RECORDS SUPPLIED →

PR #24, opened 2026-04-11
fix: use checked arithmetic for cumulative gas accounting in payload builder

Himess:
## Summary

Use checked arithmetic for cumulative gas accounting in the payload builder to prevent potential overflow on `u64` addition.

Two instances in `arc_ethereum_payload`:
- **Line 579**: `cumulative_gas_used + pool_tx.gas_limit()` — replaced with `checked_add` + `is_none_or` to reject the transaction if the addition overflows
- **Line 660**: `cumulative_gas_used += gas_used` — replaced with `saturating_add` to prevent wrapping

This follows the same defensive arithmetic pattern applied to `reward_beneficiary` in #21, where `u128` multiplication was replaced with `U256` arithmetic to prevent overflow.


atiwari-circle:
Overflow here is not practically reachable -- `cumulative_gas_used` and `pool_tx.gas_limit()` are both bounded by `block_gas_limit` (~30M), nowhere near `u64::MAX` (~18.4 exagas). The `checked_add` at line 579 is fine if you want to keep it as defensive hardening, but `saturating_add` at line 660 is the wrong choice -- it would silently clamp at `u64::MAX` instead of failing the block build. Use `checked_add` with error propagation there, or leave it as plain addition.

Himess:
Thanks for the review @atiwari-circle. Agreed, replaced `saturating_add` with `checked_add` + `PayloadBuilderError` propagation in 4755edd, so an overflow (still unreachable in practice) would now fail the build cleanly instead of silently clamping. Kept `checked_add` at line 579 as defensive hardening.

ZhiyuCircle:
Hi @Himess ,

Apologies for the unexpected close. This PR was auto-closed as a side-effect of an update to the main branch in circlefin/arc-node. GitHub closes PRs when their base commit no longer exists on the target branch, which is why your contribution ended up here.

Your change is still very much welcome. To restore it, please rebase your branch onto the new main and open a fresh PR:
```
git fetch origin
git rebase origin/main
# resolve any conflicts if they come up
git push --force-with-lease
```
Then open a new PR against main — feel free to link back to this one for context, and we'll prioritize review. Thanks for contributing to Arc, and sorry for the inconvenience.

==

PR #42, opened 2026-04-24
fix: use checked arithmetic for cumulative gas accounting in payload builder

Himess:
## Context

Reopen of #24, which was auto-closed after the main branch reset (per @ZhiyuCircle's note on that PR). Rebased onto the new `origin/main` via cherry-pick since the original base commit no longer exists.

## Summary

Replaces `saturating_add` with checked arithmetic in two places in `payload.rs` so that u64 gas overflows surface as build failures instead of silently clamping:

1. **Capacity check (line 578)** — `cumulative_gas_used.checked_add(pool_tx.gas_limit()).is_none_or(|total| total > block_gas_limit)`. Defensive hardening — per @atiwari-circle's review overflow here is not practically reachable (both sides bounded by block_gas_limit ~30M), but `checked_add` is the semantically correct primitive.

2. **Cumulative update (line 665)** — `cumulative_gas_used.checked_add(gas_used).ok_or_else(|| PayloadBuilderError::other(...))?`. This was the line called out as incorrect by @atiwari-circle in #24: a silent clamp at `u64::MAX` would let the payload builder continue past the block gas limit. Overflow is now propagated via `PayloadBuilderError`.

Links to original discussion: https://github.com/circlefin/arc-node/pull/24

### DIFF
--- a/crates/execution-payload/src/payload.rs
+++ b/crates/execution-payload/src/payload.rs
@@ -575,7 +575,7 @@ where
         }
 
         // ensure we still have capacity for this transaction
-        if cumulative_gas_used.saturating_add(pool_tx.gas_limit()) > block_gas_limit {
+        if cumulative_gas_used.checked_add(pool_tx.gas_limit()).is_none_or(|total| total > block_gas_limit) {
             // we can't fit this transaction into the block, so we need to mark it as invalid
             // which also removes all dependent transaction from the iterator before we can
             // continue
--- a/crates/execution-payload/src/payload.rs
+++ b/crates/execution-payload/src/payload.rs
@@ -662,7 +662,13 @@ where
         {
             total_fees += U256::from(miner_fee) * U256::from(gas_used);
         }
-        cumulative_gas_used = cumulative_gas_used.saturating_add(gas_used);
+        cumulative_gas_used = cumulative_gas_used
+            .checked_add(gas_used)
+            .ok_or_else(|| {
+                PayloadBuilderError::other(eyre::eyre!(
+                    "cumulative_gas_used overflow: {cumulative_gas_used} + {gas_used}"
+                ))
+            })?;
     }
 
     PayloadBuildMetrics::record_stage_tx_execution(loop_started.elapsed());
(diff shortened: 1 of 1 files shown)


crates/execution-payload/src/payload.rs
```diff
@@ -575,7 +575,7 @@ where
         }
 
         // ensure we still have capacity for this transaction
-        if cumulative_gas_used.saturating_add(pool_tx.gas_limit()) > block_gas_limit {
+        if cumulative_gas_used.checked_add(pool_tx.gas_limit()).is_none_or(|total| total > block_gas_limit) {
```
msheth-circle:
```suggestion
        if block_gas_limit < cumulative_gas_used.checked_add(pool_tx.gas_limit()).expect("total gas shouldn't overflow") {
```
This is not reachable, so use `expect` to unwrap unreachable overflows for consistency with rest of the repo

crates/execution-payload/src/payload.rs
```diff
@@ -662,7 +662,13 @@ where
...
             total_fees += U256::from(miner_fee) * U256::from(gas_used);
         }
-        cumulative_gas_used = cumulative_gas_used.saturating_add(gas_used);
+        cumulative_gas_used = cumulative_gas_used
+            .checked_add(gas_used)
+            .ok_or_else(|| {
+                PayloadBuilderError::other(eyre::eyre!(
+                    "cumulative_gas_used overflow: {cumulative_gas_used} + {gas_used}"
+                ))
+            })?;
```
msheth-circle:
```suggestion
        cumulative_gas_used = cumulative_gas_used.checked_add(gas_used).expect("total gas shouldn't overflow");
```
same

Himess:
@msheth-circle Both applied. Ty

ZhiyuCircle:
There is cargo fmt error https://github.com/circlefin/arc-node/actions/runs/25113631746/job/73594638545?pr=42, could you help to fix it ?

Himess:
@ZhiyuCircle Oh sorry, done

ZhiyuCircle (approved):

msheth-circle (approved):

THE PROBLEM → Copy exactly the stretch of data above from the line with "PR #24, opened 2026-04-11" through the line with "Use checked arithmetic for cumulative gas accounting in the", and omit all other lines.

WRITTEN ANSWER →
PR #24, opened 2026-04-11
fix: use checked arithmetic for cumulative gas accounting in payload builder

Himess:
## Summary

Use checked arithmetic for cumulative gas accounting in the payload builder to prevent potential overflow on `u64` addition.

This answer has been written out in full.